Collected data:
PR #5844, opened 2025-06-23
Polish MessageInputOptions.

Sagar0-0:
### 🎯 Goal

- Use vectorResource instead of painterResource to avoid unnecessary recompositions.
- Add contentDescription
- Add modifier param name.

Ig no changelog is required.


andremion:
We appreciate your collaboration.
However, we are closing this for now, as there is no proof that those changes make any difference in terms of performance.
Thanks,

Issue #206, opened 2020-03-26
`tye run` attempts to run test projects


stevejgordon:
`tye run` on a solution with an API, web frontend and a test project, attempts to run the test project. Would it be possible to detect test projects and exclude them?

PROBLEM STATEMENT: Copy the data word for word.

EXERCISE SOLUTION:
PR #5844, opened 2025-06-23
Polish MessageInputOptions.

Sagar0-0:
### 🎯 Goal

- Use vectorResource instead of painterResource to avoid unnecessary recompositions.
- Add contentDescription
- Add modifier param name.

Ig no changelog is required.


andremion:
We appreciate your collaboration.
However, we are closing this for now, as there is no proof that those changes make any difference in terms of performance.
Thanks,

Issue #206, opened 2020-03-26
`tye run` attempts to run test projects


stevejgordon:
`tye run` on a solution with an API, web frontend and a test project, attempts to run the test project. Would it be possible to detect test projects and exclude them?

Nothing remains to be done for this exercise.